*What the task asks:*
Nothing in the records should change; write them all out exactly.

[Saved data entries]
*** Block opens ***
PR #6966, opened 2020-04-29
fix robots and endpoints headless integration tests

escattone:
Fixes https://github.com/mdn/kuma/issues/6918

Already tested against stage and prod using:
```python
docker-compose exec web pytest --base-url https://developer.allizom.org tests
docker-compose exec web pytest --base-url https://developer.mozilla.org tests
```
so with this PR all integration tests pass again.


escattone:
Since it has already been tested against stage and prod, it's not worth wasting @Gregoor's time reviewing this.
*** Block closes ***
*Answer space:*
PR #6966, opened 2020-04-29
fix robots and endpoints headless integration tests

escattone:
Fixes https://github.com/mdn/kuma/issues/6918

Already tested against stage and prod using:
```python
docker-compose exec web pytest --base-url https://developer.allizom.org tests
docker-compose exec web pytest --base-url https://developer.mozilla.org tests
```
so with this PR all integration tests pass again.


escattone:
Since it has already been tested against stage and prod, it's not worth wasting @Gregoor's time reviewing this.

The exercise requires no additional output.